O1: 5′-TTACCACGACCACCCTATTGCTGCTGC-3′
O1-short: 5′-TTACCACGACCACCCTATTGCTG-3′
O2: 5′-TAGCAGAAGCAATAGGGTGGTCGTGGTAAAAAAAAAAAAAAAAAAAAAAAAAAAAAAAAAAAA-3′
O3: 5′-ACGAGGTGCGGTCTTGGACTACTT-3′
O4: 5′-CWGAAGTAGTCCAAGACCGCACCTCGT-3′
O5: 5′-CGACATTCTGTAGGAAACACTAGGACTT-3′
O6: 5′-TAAAGTCCTAGTGTTTCCTACAGAATGTCG-3′
O7: 5′-GGGTTGCGATACGATTGTTATAGGTCAC-3′
O8: 5′-CWGGTGACCTATAACAATCGTATCGCAACCC-3′
Oligonucleotides O1 and O2 form adapter O1O2, which has an MseI-compatible overhang at its end. Oligonucleotides O3 and O4 form adapter O3O4, which has an ApeKI-compatible overhang at its end. These two adapters are used for tester preparation (Fig. 1). Here, the tester represents a DNA population in which both desired and undesired genes are included. The role of the poly(dA)36 adapter O1O2 is to remove fragments without adapters (Fig. 1, type 4 fragments) and fragments that have O3O4 adapters at both ends (Fig. 1, type 3 fragments) via oligo-dT spin column purification. It is essential that adapter O1O2 harbors two overlapping ApeKI recognition sites with one mismatched base pair (Fig. 1). The mismatched base pair can save this adapter from digestion, but once a correct match is recovered in R-PCR cycling, our results show that ApeKI can efficiently cut off the overlapping recognition sites. To construct the tester, DNA was digested by ApeKI and MseI, and then two adapters, O1O2 and O3O4, were added (Fig. 1 and Supplementary Fig. 1).Oligonucleotides O5 and O6 form adapter O5O6, which has an MseI-compatible overhang at its end. Oligonucleotides O7 and O8 form adapter O7O8, which has an ApeKI-compatible overhang at its end. These two adapters are for the driver preparation (Fig. 1 and Supplementary Fig. 1). Here, the driver represents a DNA population in which only undesired genes (a reference) are included. To obtain the excess driver, we used primers O5 and O7 to amplify DNA fragments of undesired genes (genes from the control sample). The driver was obtained after the PCR products were digested by MseI and then purified by a commercial spin column.

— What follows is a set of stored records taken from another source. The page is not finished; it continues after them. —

PR #302, opened 2023-06-22
Add example with saving packets to different files

maybe-hello-world:
This PR adds an example of using Capture::dead() to save packets from an active Capture to different files.

## Reason
Splitting the PCAP stream (either in-flight or from an existing file) is a common task, and currently, no example covers it. If a user tries to create `SaveFile` from the same active Capture, errors are not helping a lot (current errors are about mutable and immutable borrows, while the right approach - create new Captures with a `dead` parameter).

### DIFF
--- a/examples/savemultiplefiles.rs
+++ b/examples/savemultiplefiles.rs
@@ -1,0 +1,32 @@
+use pcap::Capture;
+
+fn main() {
+    // get the default Device
+    let device = pcap::Device::lookup().unwrap().unwrap();
+
+    // Setup Capture
+    let mut cap = pcap::Capture::from_device(device)
+        .unwrap()
+        .immediate_mode(true)
+        .open()
+        .unwrap();
+
+    // remember linktype to create PCAP files later
+    let linktype = cap.get_datalink();
+
+    // Save each 30 packets into a new PCAP file
+    let mut counter = 0;
+    loop {
+        let mut save_file = Capture::dead(linktype)
+            .unwrap()
+            .savefile(format!("dump_{}.pcap", counter))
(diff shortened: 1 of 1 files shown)


examples/savemultiplefiles.rs
```diff
@@ -0,0 +1,32 @@
...
+        .unwrap()
+        .immediate_mode(true)
+        .open()
+        .unwrap();
+
+    // remember linktype to create PCAP files later
+    let linktype = cap.get_datalink();
+
+    // Save each 30 packets into a new PCAP file
+    let mut counter = 0;
```
Stargateur, line 18: I would prefer 0usize

examples/savemultiplefiles.rs
```diff
@@ -0,0 +1,32 @@
...
+        let mut save_file = Capture::dead(linktype)
+            .unwrap()
+            .savefile(format!("dump_{}.pcap", counter))
+            .unwrap();
+
+        for _ in 0..30 {
+            let packet = cap.next_packet().unwrap();
+            save_file.write(&packet);
+        }
+
```
Stargateur, line 29: A call to flush would allow to check for write error

Stargateur (changes requested):
don't like much this infinite loop

maybe-hello-world:
Switched from infinite loop to just 5 files. You're correct, for this example's purposes it's fine, and most likely we don't want some example running forever.

Stargateur:
Now you can use the for loop count instead of doing your counter manually :p

maybe-hello-world:
Thanks, updated. :)

PR #305, opened 2023-08-05
Add example reading from stdin

mmun:
I recently had to do something like this and it wasn't immediately clear to me whether or not it was possible with this library. I figured it would help someone else if I added an example.


Wojtek242:
Thanks!

PR #311, opened 2023-10-30
Update windows-sys dependency

qrnch-jan:
`windows-sys` has been at `0.48` for some time now, and is pretty widely used.  I think we should upgrade to it.

There was one minor fallout; `sa_family` is a `u16`, but for some odd-ball reason it was `u32` in `0.36.1`.  (This was likely due to a now-fixed bug in the `win32metadata` project, which is used to generate the `windows-sys` crate).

Four types of DNA fragments were generated in the tester preparation (Fig. 1). Type 1 fragments: one end has the adapter O1O2 and the other end has the adapter O3O4. These are the only expected fragments for R-PCR. Type 2 fragments: both ends have adapter O1O2. Annealing and extension of primer O1 introduced the ApeKI recognition sites, which were digested. Thus, fragments with these adapters were removed. Type 3 fragments: both ends have adapter O3O4. As with random amplified polymorphic DNA (RAPD) and single primer amplification reaction (SPAR)13,14, this type of fragment could also be exponentially amplified during PCR15,16,17. Fortunately, they are removed by the oligo-dT spin column purification. There are many fragments that do not have any adapters in Type 4 fragments. These non-adapter-ligated fragments can serve as the driver and remove desired genes. Fortunately, they are also removed by oligo-dT spin column purification.